» **SUPPLIED INFORMATION**
PR #110, opened 2022-01-20
Revert "Add new error kind enum value (canceled)"

CarlosFigueiraMSFT:
Reverts microsoft/Power-Fx#108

» **WORK TASK**
Take the line containing "new error kind" and each line after it up to the last line of the listing, and print them exactly.

» **EXERCISE RESPONSE**
Revert "Add new error kind enum value (canceled)"

CarlosFigueiraMSFT:
Reverts microsoft/Power-Fx#108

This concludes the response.